La huelga General es una salida colectiva, y por tanto unitaria, frente a los problemas que aquejan a la clase trabajadora

Catalina Rojas.

Toda huelga, ya sea en una empresa por reivindicaciones económicas o salariales, o una huelga política y de masas, es expresión concreta de la lucha entre la clase trabajadora y la burguesía. Se desenvuelve en el marco de las relaciones económicas del sistema capitalista, caracterizándose, principalmente, por la paralización de la producción por parte de las/os trabajadoras/es en rebeldía e impactando directamente en las ganancias del patrón.

Es una demostración de la fuerza y poder que tienen las/os trabajadoras/es, dejando en evidencia las debilidades de la patronal y propiciando condiciones favorables para el desarrollo de conciencia de clase y politización de los sindicatos.

Es innegable que, desde octubre, hay un salto en conciencia de nuestro pueblo. Sectores de este, tuvieron la capacidad de comenzar a instalar un pliego de demandas de carácter integral y cuestionar el modelo económico vigente. En ese sentido, y entendiendo que las formas que adquiere la protesta han variado a la fecha, es posible afirmar que seguimos en un ciclo de lucha abierto y más avanzado que antes de octubre, por lo que la huelga general aparece como una herramienta pertinente para las luchas venideras.

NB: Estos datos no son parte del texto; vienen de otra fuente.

PR #4473, opened 2020-05-08
make bhima MySQL8 compatible

individual-it:
by hacking a PASSWORD equivalent
fixes #4463

PR #4511, opened 2020-05-14
catch MySQL exception and rethrow with error in case of incorrect value

### LINKED ISSUE #4501: HTTP result codes different when running on MySQL 8 vs. 5.7
when sending a string to the API instead of a int in some cases the API responses with HTTP 404 on MySQL 5.7 and HTTP 400 on MySQL 8

see this discussion for details: https://github.com/IMA-WorldHealth/bhima/pull/4473#issuecomment-627096996

individual-it:
these changes make sure the HTTP return codes are the same on MySQL 5.7 & 8, when trying to request, update or delete a row but sending an invalid id type.

fixes #4501

Only tests have been added to endpoints where the tests have been changed in #4473, so endpoints or actions that have been untested before are still untested and might still react different on different versions on MySQL

### DIFF
--- a/server/controllers/payroll/accounts/index.js
+++ b/server/controllers/payroll/accounts/index.js
@@ -81,19 +81,10 @@ function update(req, res, next) {
 
 // DELETE /ACCOUNT_CONFIG /:ID
 function del(req, res, next) {
-  const sql = `DELETE FROM config_accounting WHERE id = ?;`;
-
-  db.exec(sql, [req.params.id])
-    .then((row) => {
-    // if nothing happened, let the client know via a 404 error
-      if (row.affectedRows === 0) {
-        throw new NotFound(`Could not find a Account Configuration with id ${req.params.id}`);
-      }
-
-      res.status(204).json();
-    })
-    .catch(next)
-    .done();
+  db.delete(
+    'config_accounting', 'id', req.params.id, res, next,
+    `Could not find a Account Configuration with id ${req.params.id}`,
+  );
 }
 
 // get list of Account
--- a/server/lib/db/index.js
+++ b/server/lib/db/index.js
@@ -236,6 +236,27 @@ class DatabaseConnector {
   escape(key) {
     return mysql.escape(key);
   }
+
+  delete(table, idKey, idValue, res, next, notFoundErrorMessage) {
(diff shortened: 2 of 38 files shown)


server/controllers/payroll/accounts/index.js
```diff
@@ -82,16 +82,23 @@ function update(req, res, next) {
...
+  const notFoundErrorMessage = `Could not find a Account Configuration with id ${req.params.id}`;
   db.exec(sql, [req.params.id])
     .then((row) => {
     // if nothing happened, let the client know via a 404 error
       if (row.affectedRows === 0) {
-        throw new NotFound(`Could not find a Account Configuration with id ${req.params.id}`);
+        throw new NotFound(notFoundErrorMessage);
       }
 
       res.status(204).json();
```
jeremielodi: You can change this ```res.status(204).json();``` to  ```res.sendStatus(204);``` if there is no json to send back

test/integration/accountConfig.js
```diff
@@ -73,6 +73,14 @@ describe('(/payroll/account_configuration) The /payroll/account_configuration  A
       .catch(helpers.handler);
   });
 
+  it('DELETE /ACCOUNT_CONFIG/:ID will send back a 404 if the Account Configuration does receive a string instead of a number', () => {
+    return agent.delete('/account_config/str')
+      .then((res) => {
+        helpers.api.errored(res, 404);
```
jeremielodi, line 87: 👍

jeremielodi (commented):
@individual-it I propose to change ```deleteFromWhereId``` by just ```delete```  and you can pass the table name, the id key and value as parameters. This will help if we face the same issue with another table primary key whitch can be different to ```id```.

What do you think?

individual-it:
@jeremielodi done, please review again

server/lib/db/index.js
```diff
@@ -236,6 +236,27 @@ class DatabaseConnector {
   escape(key) {
     return mysql.escape(key);
   }
+
+  delete(table, idKey, idValue, res, next, notFoundErrorMessage) {
```
jeremielodi, line 240: 👍

jeremielodi (approved):
@jeremielodi approve this PR. Well done @individual-it . Thanks

PR #4527, opened 2020-05-19
feat(depot registry) add users columns

### LINKED ISSUE #4419: Add users to the Depot Management page
Similar to how we have the cashboxes and depots listed on the user page, we should add the users who have the depots available to them to the Depot Management page.  It would look something like this:

image

jeremielodi:
closes #4419

users


jniles (approved):
LGTM.

bors r+

PR #4534, opened 2020-05-21
feat(distribution fee center) translate grid footer

### LINKED ISSUE #4438: Distribution Fee Center doesn't have translated footer
The footer of the Distribution Fee Center grid always shows up in English.  We should remove the aggregation label so that we don't have to translate it.

image

jeremielodi:
closes #4438


jniles (approved):
LGTM

bors r+

Issue #6027, opened 2021-10-15
Optimize /stock/inventories/depots route


jniles:
We need to optimize the `/stock/inventories/depots` route.  It is slowing down our production systems.

```sh
127.0.0.1 - GET /stock/inventories/depots?dateTo=2021-10-15T09:40:48.096Z&depot_uuid=05121CFE23CA4E8780484F231F5DA590&is_expired=0 HTTP/1.1 200 366158 - 20228.733 ms
127.0.0.1 - GET /stock/inventories/depots?dateTo=2021-10-15T09:44:10.451Z&depot_uuid=05121CFE23CA4E8780484F231F5DA590&is_expired=0 HTTP/1.1 200 366166 - 10316.522 ms
```

I believe all this does is load the available stock in a depot at a given date.  This could use the `stock_movement_status` table to speed up performance.

PR #6031, opened 2021-10-15
perf(stock): add skip tags functionality

jniles:
Ensures that routes which do not need to query lot tags can opt out to give a little performance gain.

Related to #6027.

### DIFF
--- a/server/controllers/stock/index.js
+++ b/server/controllers/stock/index.js
@@ -889,8 +889,9 @@ async function listLotsDepot(req, res, next) {
   try {
     const data = await core.getLotsDepot(null, params);
 
-    // if we have an empty set, do not query tags.
-    if (data.length !== 0) {
+    // if no data is returned or if the skipTags flag is set, we don't need to do any processing
+    // of tags.  Skip the SQL query and JS loops.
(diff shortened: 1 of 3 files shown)


server/controllers/stock/index.js
```diff
@@ -889,8 +889,8 @@ async function listLotsDepot(req, res, next) {
   try {
     const data = await core.getLotsDepot(null, params);
 
-    // if we have an empty set, do not query tags.
-    if (data.length !== 0) {
+    // if we have an empty set, do not query tags.  Alternatively, if skipTags is set
```
jmcameron: I found this comment confusing

jmcameron (approved):
Looks good.  The code seems correct.  
I tested it and it seems to work; I was able to filter the inventory registry (like before) but other uses of the inventory (Stock Exit) seemed to work fine.

I am curious how much a speedup this update achieved.

jniles:
Hard to say exactly in terms of timing - I don't have standard hardware to measure on.  What it does to is save an SQL query, but also a for loop, and that is good.

Yeah, that comment was a half-complete thought clearly.  Let me reword it.

PR #6032, opened 2021-10-15
perf(stock): improve bhStockExpired perf

jniles:
Improves the performance of the `bhStockExpired` performance by using a separate route for the `bhStockExpired` component to load its data without as many JOINs.


jmcameron (approved):
The code looks good.  
I did very simple tests with bhima_test.  The list of expired stock came up on the Stock exit page.
Looks good to me!

PR #6037, opened 2021-10-18
Added allocation basis to each auxiliary center in step-down cost analysis

### LINKED ISSUE #6033: Indicate allocation basis on step down report
Here is an example of the Step Down Report:
image

It isn't possible from this report to know what the allocation basis was for administration.  We should add that information somewhere so that it becomes obvious when the report is printed, how it was generated.

jmcameron:
Updated the step-down cost center allocation report to include a new column indicated which allocation basis is used for each auxiliary center.

Closes https://github.com/IMA-WorldHealth/bhima/issues/6033

Tested with bhima_test with sample cost allocation data.  
It would be useful to test this PR with the Vanga data.

### DIFF
--- a/server/controllers/finance/cost_center_allocation_registry.js
+++ b/server/controllers/finance/cost_center_allocation_registry.js
@@ -90,7 +90,9 @@ async function fetch(session, params) {
     const row = {
       name : ei.cost_center_label,
       principal : ei.principal,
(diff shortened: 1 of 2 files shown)


jniles (approved):
Looks good to me.

image

bors r+

PR #6040, opened 2021-10-19
Add DROPs before all SQL CREATE PROCEDURE/FUNCTION definitions

### LINKED ISSUE #6036: Add DROP ... to the server/models/procedures/*.sql files
Occasionally, we need to reload one of the procedures *.sql files when dealing with updated or adapted databases.   Many of the SQL files in server/models/procedures do have have a "DROP FUNCTION IF EXISTS..." or "DROP PROCEDURE IF EXISTS ..." before defining their functions or procedures.   We should add them in.    Basically all SQL files that define Bhima functions or procedures should be 'idempotent', in other words we should able to load them multiple times without encountering errors.

jmcameron:
Update the Bhima SQL procedure files to make sure they can be reloaded without causing errors or warnings.  This is useful in at least two cases to avoid problems when reloading procedure files: (1) while creating new procedures/functions or modifying old procedures/functions, and (2) when  dealing with migrations, sometimes it is necessary to reload certain procedure files to update procedure/function definitions.

**Adds** 
- DROP PROCEDURE IF EXISTS before all CREATE PROCEDURE ...
- DROP FUNCTION IF EXISTS before all CREATE FUNCTION ...

Closes https://github.com/IMA-WorldHealth/bhima/issues/6036

**TESTING**
- Suggest testing with bhima_test
- Run:  yarn; yarn build
- Make sure unit and integration tests run okay
- Download this script: [stest.txt](https://github.com/IMA-WorldHealth/bhima/files/7371767/stest.txt)
- Put stest.txt into the top level of your Bhima installation
- Edit stest.txt to add in bhima_test db password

Ella es una huelga de masas, es decir, amplia y transversal, de extensión nacional, cuyas demandas ya no son sólo económicas, sino que adquieren un carácter político, representando el sentir y malestar del pueblo, respondiendo a un proceso de acumulación, lo que podría permitir el desarrollo de un nuevo escenario, mayor y más complejo. Sin embargo, no necesariamente genera condiciones pre revolucionarias ni asegura el inicio de una revolución, pero si permite fortalecer procesos y experiencias del pueblo en lucha y consolidar procesos de articulación del campo popular.

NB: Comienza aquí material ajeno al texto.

PR #6041, opened 2021-10-19
Cost center value by accounts

### LINKED ISSUE #6000: Add the ability to view account balances tied to a cost center
Since all our cost centers are tagged in the journal, we should be able to create a report that shows the values of the cost centers broken out by the different accounts that were hit.  For example, the "Surgery" cost center may actually have direct costs coming from maintenance, medicines, personnel taxes, etc, and be hitting all these different income/expense accounts.  We should present a report that allows a user to choose a cost center, and show all the accounts that were hit by that cost center.

mbayopanda:
This PR adds a new report that show cost center value by accounts

image

image

Close #6000


jmcameron:
Would it make sense to add an extra column for the type of account?

server/controllers/finance/reports/cost_center_step_down/accounts_report.js
```diff
@@ -0,0 +1,114 @@
...
+      JOIN account a ON a.id = gl.account_id 
+      JOIN cost_center cc ON cc.id = gl.principal_center_id
+      WHERE gl.trans_date >= DATE(?) AND gl.trans_date <= DATE(?) AND a.type_id = ?
+        AND gl.principal_center_id = ?
+      UNION ALL
+      SELECT cc.label, gl.debit_equiv , gl.credit_equiv , gl.cost_center_id AS ccId, gl.account_id 
+      FROM general_ledger gl 
+      JOIN cost_center cc ON cc.id = gl.cost_center_id AND gl.principal_center_id IS NULL 
+      JOIN account a ON a.id = gl.account_id 
+      WHERE gl.trans_date >= DATE(?) AND gl.trans_date <= DATE(?) AND a.type_id = ?
```
jniles: Would it be possible to use the `period_id` instead of the `trans_date`?  It should be faster since you are just comparing integers.

mbayopanda:
> 
> 
> Would it make sense to add an extra column for the type of account?

Excellent question, for this report we are looking only for expense (there is a restriction) but we can enhance the report to consider both income and expense accounts

mbayopanda:
@jmcameron here are changes I added

image

image

server/controllers/finance/currencies.js
```diff
@@ -47,3 +49,37 @@ exports.detail = function detail(req, res, next) {
     .catch(next)
     .done();
 };
+
+/** get currencies information related to exchange rate */
+exports.metadata = async (session, params) => {
```
jniles: Can you give this a more explicit name and parameters?  Maybe something like `getExchangeInformationForReports()` or something.

I would also remove the logic related to periods from this function.  I think it could be a really simple signature: `getExchangeInformationForReports(enterpriseId, currencyId, date)`.

server/controllers/finance/reports/cost_center_step_down/accounts_report.js
```diff
@@ -0,0 +1,116 @@
...
+ */
+async function buildAccountsReport(params, session) {
+  const options = _.extend(params, {
+    filename : 'TREE.COST_CENTER_STEPDOWN',
+    csvKey : 'rows',
+    user : session.user,
+  });
+
+  // Account type 5 is for expense
+  const ACCOUNT_TYPE = +options.include_revenue ? [4, 5] : [5];
```
jniles: Why make this in all capital letters?  Also, since it is an array, let's use a plural word - accountTypes.

server/controllers/finance/reports/cost_center_step_down/accounts_report.js
```diff
@@ -0,0 +1,116 @@
...
+  const metadata = await currencies.metadata(session, params);
+
+  const {
+    enterpriseId,
+    firstCurrency,
+    secondCurrency,
+    lastRateUsed,
+  } = metadata;
+
+  const { dateFrom, dateTo } = metadata.range;
```
jniles: Can you just use the periods directly?  The posting_journal/general_ledger have a period column.  It's probably faster to use that and saves you an SQL query.

server/controllers/finance/reports/cost_center_step_down/accounts_report.js
```diff
@@ -0,0 +1,116 @@
...
+        AND gl.cost_center_id = ?
+    )z on z.account_id = a.id 
+`;
+
+  const query = `
+    ${queryTemplate} GROUP BY z.ccId, a.id ORDER BY a.number;
+  `;
+
+  const queryTotals = `
+    ${queryTemplate};
```
jniles: Why repeat yourself?  You can just name `queryTemplate` to `queryTotals` from the beginning and you are done.

jniles (commented):
Some clean up comments, mostly related to naming things.  I haven't tested the report itself yet.

server/controllers/finance/reports/cost_center_step_down/accounts_report.js
mbayopanda: I have used `period_id` in the query for optimization, but we cannot be free for this SQL query of date range from period since we have to get these information (dates) in the currencies section of the report 

image

server/controllers/finance/reports/cost_center_step_down/report.handlebars
```diff
@@ -2,7 +2,7 @@
 <html>
   {{> head title="REPORT.COST_CENTER_STEPDOWN.TITLE"}}
   <body>
-  <div class="fluid container">
+  <div class="fluid-container">
```
jniles, line 5: :+1:

server/controllers/finance/reports/cost_center_step_down/accounts_report.js
```diff
@@ -0,0 +1,113 @@
...
+      SUM(z.debit_equiv * IFNULL(GetExchangeRate(?, ?, ?), 1)) debit,
+      SUM(z.credit_equiv * IFNULL(GetExchangeRate(?, ?, ?), 1)) credit,
+      SUM((z.debit_equiv - z.credit_equiv) * IFNULL(GetExchangeRate(?, ?, ?), 1)) solde
+    FROM account a 
+    JOIN account_type at ON at.id = a.type_id
+    JOIN (
+      SELECT cc.label, gl.debit_equiv , gl.credit_equiv , gl.principal_center_id AS ccId, gl.account_id 
+      FROM general_ledger gl 
+      JOIN account a ON a.id = gl.account_id 
+      JOIN cost_center cc ON cc.id = gl.principal_center_id
```
jniles, line 61: I just tested this on a production database, and the performance is pretty poor.

Can we remove the JOIN on cost center from this inner query and move it to the outside query?  We don't need it here.

jniles (approved):
I left a comment, but I'm approving this.  If we adopt https://github.com/IMA-WorldHealth/bhima/issues/6043, we'll rework the query to speed this up greatly.

image

PR #6045, opened 2021-10-20
chore(cost centers): remove principal_center_id

### LINKED ISSUE #6043: Consider removing principal_center_id from all tables
I'm not sure we need both `cost_center_id` and `principal_center_id` from tables.  I propose we remove `principal_center_id`.

Here is the rational:

1. Dr. Larry believes that we should have "principal" costs centers configurable when running the report.  The issue for that is here: https://github.com/IMA-WorldHealth/bhima/issues/5994.  Thus, the distinction between principal/auxiliary isn't necessarily straightforward.
2. We've determined that payroll, medicine consumption, and invoicing are all direct costs.  Any other information, we can recover from the accounts hit (INSS, etc) by looking at the report implemented in https://github.com/IMA-WorldHealth/bhima/pull/6041.
3. All our queries would be simplified, removing UNIONs and a few custom functions/stored procedures.  It's best to do this before we deploy cost center analysis.

For these reasons, I propose that we just remove the `principal_center_id` and keep only the `cost_center_id` column.

jniles:
Removes the principal_center_id from the code and tests pass.  I've also run the migration script on both the IMCK and Vanga databases and confirmed they pass as well.

Closes #6043.


mbayopanda (approved):
This is a big refactoring 👍🏽 

I have tested with the test and the production database and we still have the same values as with `principal_center_id` 👍🏽

PR #6050, opened 2021-10-21
feat(journal): trial balance checks on cost centers

### LINKED ISSUE #6009: Detect transactions hitting income/expense accounts not associated with a cost center in Trial Balance
The Trial Balance is the last set of checks before a user commits to posting data into the general ledger.  We should add in a check that sees if there are transactions that hit income/expense accounts that are not associated with a cost center.  If an institution is running with cost center analysis, we'll want to ensure that all their transactions hitting income/expense accounts are associated with a cost center before posting.

jniles:
Implements trial balance checks on the cost centers  The following checks are implemented:

1. Every line in a transaction that concerns an income/expense account requires a cost center.
2. Every line in a transaction that has a cost center id should be an income/expense account.

Closes #6009.

image


mbayopanda (approved):
LGTM 👍🏽 

It works as expected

Sin embargo, para que sea una herramienta de lucha efectiva en la actual crisis, se requieren contemplar al menos:

  • Avanzar a un sindicalismo clasista de carácter combativo, venciendo las posiciones burócratas de dirigencias sindicales, promoviendo el protagonismo de las bases sindicales en la discusión política abierta, la práctica de la lucha más allá de la negociación colectiva y la participación democrática más allá de la votación en elecciones, cambios de estatutos o decisiones burocráticas.
  • Como el movimiento sindical está más retrasado que otros sectores del campo popular, es importante acompañar la huelga general con protesta popular, en donde otros sectores del pueblo como pobladoras/es, mujeres y disidencias, estudiantes y otras/os, se sumen al llamado y aporten en la paralización de la producción.
  • Si bien la huelga no se decreta entre cuatro paredes, tampoco es espontánea y debe prepararse. Para ello se debe organizar más sindicatos, propiciar discusión y debate, propagar la agitación política, fortalecer la articulación del pueblo y definir planes de lucha conjunto en perspectiva de constituir ejes programáticos.
  • Avanzar en la construcción de un instrumento político de la clase trabajadora que permita otorgar una perspectiva estratégica poniendo la construcción de una nueva sociedad en el horizonte.

Estas tareas no están a la vuelta de la esquina, pero sí son alcanzables en el ciclo de lucha actual. No podemos hacernos las/os sordos y ciegos con el inmenso avance y desborde de la lucha popular iniciada en octubre. Tampoco podemos pasarnos una película en mil colores y creer que ya se está haciendo la revolución, debemos tener los pies en la tierra y actuar en base al análisis concreto de la realidad concreta.

Si realizamos los esfuerzos antes mencionados, la huelga general aparece como una herramienta viable y necesaria, y a su vez, como experiencia de lucha que hará crecer la conciencia y confianza del pueblo en sus capacidades. El llamado a la huelga general por la vida incorpora demandas reivindicativas de carácter democrático, y a su vez, dada la gravedad de la crisis capitalista nos presenta la disyuntiva entre continuar en la barbarie del capital o avanzar hacia una nueva sociedad libre de explotación y opresión.